Manual 5C Evaluations: Previous frameworks integrated subjective scoring protocols (safety, consistency, explainability, compliance, coherence) scored by domain experts—demonstrating that permutation-invariant robustness remains under-addressed (Liu et al., 13 Feb 2025).
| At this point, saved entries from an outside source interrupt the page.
PR #10561, opened 2025-02-26
chore: add .net10 supports for nightly build

filzrev:
This PR add .NET 10 target for nightly build CI.

**What changed in this PR**

#### 1. `.github/workflows/nightly.yml`
- Add build/test settings for .NET 10 (and .NET 8 (LTS))
- Remove `Report failed tests` step. 

#### 2. `.github/workflows/reports.yml`
- Add `nightly` build CI as trigger

#### 3. `Directory.Build.props`
- Modify nightly build CI target framework to .NET8(LTS) / .NET 10

#### 4. Other changes
When build project with .NET SDK 10 Preview.
[NU1511 warnings](https://learn.microsoft.com/en-us/nuget/reference/errors-and-warnings/nu1511) are reported for following packages. 

- System.Collections.Immutable
- System.Text.Json
- System.Formats.Asn1

Currently there is no need to use latest NuGet packages.
So I've removed these references from projects.

### DIFF
--- a/.github/workflows/nightly.yml
+++ b/.github/workflows/nightly.yml
@@ -15,6 +15,11 @@ jobs:
     permissions:
       packages: write
     steps:
+    - uses: actions/setup-dotnet@v4
+      with:
+        dotnet-version: |
+          10.x
+
     - uses: actions/checkout@v4
       with:
         fetch-depth: 0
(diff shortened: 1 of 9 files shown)


yufeih (approved):

yufeih:
Thank you @filzrev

7. Implications, Limitations, and Future Directions

TCM-5CEval provides a detailed lens onto LLM capabilities in both foundational and applied TCM. Distinct performance specializations (e.g., deepseek_r1 on classical literacy, Kimi_K2 on materia medica) suggest training set bias and uneven coverage. Weaknesses in reasoning stability, syndrome differentiation, and classical interpretation pinpoint fundamental obstacles to clinical translation (Huang et al., 17 Nov 2025).

Identified future directions include:

Integration of curated classical literature, rich CMM/ClinNPT corpora, and clinical electronic medical records.
Development of TCM-specific disambiguation algorithms and multi-modal (e.g., tongue, pulse, imaging) modules.
Construction of robust TCM knowledge graphs for explicit symbolic augmentation.
Inclusion of real-world, interactive, and multi-turn consultation scenarios with tight feedback loops.

TCM-5CEval’s open release on MedBench positions it as a standardized instrument for comparative TCM-AI research, facilitating advances in culturally informed, safe, and robust deep medical LLMs.